Your task. The first line of the entries through the line bearing "import jdk.internal.javac.PreviewFeature;": copy these lines exactly and return nothing else.
------ Listed entries
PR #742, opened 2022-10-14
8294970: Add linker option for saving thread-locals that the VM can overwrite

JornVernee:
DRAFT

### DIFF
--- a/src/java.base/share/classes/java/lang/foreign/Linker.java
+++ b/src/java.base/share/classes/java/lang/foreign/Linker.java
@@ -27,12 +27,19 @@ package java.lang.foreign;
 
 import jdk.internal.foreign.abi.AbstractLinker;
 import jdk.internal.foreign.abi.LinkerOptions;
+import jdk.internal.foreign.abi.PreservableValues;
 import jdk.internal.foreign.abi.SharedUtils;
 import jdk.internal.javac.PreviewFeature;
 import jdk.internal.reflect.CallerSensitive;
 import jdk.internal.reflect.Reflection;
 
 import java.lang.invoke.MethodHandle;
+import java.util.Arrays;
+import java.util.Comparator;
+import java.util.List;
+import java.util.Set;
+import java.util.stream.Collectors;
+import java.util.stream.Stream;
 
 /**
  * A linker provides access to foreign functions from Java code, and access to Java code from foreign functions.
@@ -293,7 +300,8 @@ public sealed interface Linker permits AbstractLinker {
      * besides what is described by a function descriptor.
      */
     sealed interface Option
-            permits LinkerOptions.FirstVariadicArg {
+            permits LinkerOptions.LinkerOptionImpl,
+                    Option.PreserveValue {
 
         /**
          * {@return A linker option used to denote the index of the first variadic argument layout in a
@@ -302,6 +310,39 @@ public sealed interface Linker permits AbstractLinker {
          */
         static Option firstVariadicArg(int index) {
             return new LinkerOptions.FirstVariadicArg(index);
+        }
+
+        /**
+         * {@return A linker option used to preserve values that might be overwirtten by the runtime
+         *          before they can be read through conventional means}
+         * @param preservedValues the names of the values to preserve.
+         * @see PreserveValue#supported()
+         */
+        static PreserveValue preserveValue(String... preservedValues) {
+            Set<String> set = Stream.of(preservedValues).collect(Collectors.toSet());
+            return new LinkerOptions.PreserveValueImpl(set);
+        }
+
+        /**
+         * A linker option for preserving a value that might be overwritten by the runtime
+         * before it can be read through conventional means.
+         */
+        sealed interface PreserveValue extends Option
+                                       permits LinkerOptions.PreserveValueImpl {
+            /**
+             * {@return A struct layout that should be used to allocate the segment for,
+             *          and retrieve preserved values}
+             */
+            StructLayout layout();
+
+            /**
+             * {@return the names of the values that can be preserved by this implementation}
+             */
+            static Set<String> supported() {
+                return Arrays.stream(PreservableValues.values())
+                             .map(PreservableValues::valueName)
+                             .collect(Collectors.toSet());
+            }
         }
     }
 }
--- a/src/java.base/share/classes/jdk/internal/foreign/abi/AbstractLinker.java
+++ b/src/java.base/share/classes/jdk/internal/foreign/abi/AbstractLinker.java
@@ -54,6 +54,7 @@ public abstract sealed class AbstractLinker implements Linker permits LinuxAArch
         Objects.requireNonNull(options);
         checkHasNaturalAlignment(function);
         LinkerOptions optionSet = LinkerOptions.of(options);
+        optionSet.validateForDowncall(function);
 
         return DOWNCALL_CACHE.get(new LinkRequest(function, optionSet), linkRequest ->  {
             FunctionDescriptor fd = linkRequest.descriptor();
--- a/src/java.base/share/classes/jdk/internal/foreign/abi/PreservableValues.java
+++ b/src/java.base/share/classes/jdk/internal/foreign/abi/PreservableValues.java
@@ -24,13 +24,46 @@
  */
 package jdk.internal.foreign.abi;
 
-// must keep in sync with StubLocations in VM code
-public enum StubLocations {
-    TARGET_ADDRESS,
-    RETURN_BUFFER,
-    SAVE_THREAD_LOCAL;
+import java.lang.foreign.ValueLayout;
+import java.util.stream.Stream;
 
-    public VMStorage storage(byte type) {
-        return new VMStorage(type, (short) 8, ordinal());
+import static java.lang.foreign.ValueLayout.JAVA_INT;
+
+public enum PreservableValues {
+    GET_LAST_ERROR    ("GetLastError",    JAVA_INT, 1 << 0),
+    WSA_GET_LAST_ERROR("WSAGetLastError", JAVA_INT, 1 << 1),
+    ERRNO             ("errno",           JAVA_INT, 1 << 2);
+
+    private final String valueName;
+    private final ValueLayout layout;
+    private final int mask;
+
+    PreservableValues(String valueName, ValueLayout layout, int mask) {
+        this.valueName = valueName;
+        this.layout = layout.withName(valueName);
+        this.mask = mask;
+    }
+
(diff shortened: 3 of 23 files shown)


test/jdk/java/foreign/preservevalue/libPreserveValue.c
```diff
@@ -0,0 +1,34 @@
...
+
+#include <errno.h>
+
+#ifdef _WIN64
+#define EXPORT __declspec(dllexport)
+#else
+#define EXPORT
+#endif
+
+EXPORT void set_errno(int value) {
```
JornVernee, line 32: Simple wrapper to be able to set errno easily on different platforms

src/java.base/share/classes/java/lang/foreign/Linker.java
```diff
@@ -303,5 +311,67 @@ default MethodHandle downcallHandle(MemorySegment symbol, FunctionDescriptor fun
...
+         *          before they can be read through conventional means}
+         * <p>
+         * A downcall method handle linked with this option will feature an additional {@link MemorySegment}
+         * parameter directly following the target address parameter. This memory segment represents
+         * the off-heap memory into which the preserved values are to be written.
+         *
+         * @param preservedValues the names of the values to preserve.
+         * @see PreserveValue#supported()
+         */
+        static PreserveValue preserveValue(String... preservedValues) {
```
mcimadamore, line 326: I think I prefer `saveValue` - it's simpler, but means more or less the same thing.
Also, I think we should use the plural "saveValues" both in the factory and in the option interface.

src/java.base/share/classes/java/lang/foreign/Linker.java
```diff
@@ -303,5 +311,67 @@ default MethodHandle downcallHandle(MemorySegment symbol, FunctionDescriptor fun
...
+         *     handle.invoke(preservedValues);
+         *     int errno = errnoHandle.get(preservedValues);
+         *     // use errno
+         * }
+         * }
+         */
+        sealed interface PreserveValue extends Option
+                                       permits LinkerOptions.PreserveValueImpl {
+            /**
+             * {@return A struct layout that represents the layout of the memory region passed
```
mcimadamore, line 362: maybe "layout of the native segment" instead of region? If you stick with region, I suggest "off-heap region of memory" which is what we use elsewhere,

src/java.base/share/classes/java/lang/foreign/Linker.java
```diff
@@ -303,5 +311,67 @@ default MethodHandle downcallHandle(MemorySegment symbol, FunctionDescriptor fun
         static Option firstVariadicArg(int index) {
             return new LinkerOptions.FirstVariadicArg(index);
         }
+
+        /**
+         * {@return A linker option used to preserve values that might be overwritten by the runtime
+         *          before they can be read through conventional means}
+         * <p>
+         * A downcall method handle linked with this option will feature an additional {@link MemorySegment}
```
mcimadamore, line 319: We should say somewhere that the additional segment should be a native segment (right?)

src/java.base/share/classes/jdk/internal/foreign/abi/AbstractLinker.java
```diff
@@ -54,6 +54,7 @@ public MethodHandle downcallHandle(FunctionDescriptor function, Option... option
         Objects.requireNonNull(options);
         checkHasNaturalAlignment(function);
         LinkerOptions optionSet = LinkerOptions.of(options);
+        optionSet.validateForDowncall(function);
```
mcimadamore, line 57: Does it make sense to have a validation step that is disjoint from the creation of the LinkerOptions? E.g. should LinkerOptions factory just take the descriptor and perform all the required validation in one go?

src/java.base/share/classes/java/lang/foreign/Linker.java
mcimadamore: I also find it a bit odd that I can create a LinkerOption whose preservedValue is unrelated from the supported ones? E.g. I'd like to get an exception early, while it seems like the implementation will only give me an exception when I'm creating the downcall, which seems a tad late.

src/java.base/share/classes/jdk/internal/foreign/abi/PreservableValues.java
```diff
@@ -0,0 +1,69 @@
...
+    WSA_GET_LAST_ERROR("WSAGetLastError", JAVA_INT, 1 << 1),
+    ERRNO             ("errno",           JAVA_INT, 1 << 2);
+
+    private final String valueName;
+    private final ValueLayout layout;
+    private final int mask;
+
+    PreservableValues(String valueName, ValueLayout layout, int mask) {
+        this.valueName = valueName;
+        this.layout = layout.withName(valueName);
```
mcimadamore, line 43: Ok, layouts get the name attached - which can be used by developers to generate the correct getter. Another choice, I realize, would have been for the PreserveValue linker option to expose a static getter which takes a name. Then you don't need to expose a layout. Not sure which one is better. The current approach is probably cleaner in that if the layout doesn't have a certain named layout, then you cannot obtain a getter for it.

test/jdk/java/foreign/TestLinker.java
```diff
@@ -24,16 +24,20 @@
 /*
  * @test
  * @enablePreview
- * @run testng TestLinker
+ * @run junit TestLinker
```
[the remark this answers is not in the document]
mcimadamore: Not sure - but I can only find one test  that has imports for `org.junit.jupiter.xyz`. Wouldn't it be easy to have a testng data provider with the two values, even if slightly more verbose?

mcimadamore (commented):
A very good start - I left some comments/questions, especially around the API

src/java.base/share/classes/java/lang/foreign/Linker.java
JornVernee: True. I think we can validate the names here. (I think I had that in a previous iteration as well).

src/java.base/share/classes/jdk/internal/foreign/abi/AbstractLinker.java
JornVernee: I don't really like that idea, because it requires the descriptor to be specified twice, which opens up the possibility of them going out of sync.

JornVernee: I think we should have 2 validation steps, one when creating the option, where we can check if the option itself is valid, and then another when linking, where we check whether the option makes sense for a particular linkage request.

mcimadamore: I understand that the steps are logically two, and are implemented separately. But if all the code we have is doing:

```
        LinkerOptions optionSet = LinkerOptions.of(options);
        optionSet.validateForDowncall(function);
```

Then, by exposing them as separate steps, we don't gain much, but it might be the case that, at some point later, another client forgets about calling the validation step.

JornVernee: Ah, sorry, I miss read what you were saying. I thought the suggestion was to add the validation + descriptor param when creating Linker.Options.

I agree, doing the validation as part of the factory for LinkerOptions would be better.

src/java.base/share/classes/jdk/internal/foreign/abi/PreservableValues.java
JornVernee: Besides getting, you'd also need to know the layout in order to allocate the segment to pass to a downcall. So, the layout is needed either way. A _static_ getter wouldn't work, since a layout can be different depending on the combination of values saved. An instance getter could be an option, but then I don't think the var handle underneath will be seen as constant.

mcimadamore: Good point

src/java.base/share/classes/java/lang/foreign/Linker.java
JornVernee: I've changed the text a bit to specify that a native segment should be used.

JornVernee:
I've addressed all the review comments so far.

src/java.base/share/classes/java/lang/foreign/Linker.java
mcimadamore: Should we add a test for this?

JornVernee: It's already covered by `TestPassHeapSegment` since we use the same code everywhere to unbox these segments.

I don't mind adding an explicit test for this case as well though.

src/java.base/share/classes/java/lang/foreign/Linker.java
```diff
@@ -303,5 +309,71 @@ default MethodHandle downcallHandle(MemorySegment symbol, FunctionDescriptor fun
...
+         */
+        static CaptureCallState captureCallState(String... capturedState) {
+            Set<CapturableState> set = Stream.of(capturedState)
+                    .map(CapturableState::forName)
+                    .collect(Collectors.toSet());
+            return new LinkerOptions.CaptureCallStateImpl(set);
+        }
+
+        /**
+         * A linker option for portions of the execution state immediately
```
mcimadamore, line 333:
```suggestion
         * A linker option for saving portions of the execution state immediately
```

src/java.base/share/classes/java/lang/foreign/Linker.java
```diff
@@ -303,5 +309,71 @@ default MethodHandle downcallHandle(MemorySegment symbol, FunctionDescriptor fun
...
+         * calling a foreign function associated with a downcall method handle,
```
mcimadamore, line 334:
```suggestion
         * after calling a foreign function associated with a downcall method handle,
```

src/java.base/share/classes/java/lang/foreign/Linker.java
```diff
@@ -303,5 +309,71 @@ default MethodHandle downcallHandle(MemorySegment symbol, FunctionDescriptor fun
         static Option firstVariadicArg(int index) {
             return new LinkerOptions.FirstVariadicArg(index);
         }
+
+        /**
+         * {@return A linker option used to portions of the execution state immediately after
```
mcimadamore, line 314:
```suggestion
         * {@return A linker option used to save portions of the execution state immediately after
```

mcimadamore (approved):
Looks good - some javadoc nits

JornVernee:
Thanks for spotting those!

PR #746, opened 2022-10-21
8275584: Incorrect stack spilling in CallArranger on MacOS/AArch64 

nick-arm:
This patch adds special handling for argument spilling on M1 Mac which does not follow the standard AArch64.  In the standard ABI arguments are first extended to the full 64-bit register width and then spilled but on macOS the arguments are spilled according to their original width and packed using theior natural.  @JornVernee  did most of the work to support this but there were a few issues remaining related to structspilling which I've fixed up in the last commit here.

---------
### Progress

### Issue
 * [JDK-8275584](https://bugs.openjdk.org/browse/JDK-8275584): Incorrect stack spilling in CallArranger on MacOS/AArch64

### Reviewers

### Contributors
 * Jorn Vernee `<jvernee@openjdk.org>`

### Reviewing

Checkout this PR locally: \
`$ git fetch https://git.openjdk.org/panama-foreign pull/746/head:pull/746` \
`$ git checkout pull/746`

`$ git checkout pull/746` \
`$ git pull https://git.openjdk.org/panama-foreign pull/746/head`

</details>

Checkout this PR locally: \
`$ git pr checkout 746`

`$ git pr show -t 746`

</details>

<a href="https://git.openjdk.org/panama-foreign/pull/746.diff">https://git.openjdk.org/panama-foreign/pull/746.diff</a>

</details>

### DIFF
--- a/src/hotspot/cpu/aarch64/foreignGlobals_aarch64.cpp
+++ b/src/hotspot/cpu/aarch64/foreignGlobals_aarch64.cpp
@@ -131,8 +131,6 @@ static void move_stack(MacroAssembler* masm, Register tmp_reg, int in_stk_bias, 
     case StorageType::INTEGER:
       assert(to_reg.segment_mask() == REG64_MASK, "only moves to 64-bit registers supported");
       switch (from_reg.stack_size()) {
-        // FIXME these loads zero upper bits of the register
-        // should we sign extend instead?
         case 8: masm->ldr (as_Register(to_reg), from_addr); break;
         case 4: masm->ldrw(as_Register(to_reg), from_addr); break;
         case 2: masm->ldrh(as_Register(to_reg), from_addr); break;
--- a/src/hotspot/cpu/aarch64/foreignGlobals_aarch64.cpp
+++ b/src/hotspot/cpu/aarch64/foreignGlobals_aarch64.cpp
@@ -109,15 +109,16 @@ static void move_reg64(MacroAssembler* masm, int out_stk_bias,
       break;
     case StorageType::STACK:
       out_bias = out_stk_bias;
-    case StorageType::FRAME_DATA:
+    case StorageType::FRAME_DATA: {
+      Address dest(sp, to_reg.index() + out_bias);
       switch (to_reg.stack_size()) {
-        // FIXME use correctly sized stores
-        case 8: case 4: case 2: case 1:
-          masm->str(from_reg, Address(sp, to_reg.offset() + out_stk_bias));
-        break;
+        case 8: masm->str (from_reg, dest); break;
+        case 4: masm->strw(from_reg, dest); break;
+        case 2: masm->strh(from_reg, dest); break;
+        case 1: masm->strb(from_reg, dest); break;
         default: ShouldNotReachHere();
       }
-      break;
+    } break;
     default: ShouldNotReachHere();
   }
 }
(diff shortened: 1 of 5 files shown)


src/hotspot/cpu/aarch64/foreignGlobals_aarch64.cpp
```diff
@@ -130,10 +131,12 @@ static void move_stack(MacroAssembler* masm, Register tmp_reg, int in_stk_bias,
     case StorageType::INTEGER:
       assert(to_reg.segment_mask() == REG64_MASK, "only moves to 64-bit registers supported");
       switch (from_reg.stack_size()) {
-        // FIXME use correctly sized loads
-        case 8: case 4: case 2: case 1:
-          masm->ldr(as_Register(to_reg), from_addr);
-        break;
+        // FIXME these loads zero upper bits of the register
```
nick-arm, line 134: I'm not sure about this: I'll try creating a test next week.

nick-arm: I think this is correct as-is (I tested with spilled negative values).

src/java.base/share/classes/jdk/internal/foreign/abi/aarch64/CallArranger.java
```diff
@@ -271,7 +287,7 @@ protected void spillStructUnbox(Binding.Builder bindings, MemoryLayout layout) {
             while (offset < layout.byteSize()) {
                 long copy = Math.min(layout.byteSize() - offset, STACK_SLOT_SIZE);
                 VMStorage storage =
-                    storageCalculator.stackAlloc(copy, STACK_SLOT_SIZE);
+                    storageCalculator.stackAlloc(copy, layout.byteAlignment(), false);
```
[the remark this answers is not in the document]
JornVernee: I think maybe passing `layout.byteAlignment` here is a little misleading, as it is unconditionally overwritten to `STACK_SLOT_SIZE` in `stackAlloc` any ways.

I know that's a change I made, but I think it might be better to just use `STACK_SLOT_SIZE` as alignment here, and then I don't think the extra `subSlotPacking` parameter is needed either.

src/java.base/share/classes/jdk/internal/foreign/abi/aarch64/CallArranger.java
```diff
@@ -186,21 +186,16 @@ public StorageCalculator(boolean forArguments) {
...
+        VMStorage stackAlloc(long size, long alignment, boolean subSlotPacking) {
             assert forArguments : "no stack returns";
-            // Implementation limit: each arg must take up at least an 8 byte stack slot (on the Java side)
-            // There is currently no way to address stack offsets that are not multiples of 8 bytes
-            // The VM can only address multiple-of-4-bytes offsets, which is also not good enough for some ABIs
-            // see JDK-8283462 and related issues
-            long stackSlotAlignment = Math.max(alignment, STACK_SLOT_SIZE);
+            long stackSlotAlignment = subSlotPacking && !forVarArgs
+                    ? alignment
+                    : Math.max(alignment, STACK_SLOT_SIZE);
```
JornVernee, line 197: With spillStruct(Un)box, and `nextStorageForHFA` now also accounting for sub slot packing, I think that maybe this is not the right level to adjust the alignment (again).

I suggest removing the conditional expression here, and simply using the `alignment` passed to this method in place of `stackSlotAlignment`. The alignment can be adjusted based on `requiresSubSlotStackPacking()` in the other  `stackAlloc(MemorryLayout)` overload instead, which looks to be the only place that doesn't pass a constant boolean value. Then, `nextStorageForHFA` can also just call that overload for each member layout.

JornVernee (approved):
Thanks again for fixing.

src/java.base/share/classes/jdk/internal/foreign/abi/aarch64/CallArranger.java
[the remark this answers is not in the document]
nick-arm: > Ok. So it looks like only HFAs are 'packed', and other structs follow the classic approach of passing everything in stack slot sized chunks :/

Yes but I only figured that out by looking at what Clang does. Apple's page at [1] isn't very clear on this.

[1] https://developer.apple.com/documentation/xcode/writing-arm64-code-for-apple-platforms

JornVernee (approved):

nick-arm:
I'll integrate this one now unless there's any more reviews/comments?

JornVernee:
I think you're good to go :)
------------
Result of the task.
PR #742, opened 2022-10-14
8294970: Add linker option for saving thread-locals that the VM can overwrite

JornVernee:
DRAFT

### DIFF
--- a/src/java.base/share/classes/java/lang/foreign/Linker.java
+++ b/src/java.base/share/classes/java/lang/foreign/Linker.java
@@ -27,12 +27,19 @@ package java.lang.foreign;
 
 import jdk.internal.foreign.abi.AbstractLinker;
 import jdk.internal.foreign.abi.LinkerOptions;
+import jdk.internal.foreign.abi.PreservableValues;
 import jdk.internal.foreign.abi.SharedUtils;
 import jdk.internal.javac.PreviewFeature;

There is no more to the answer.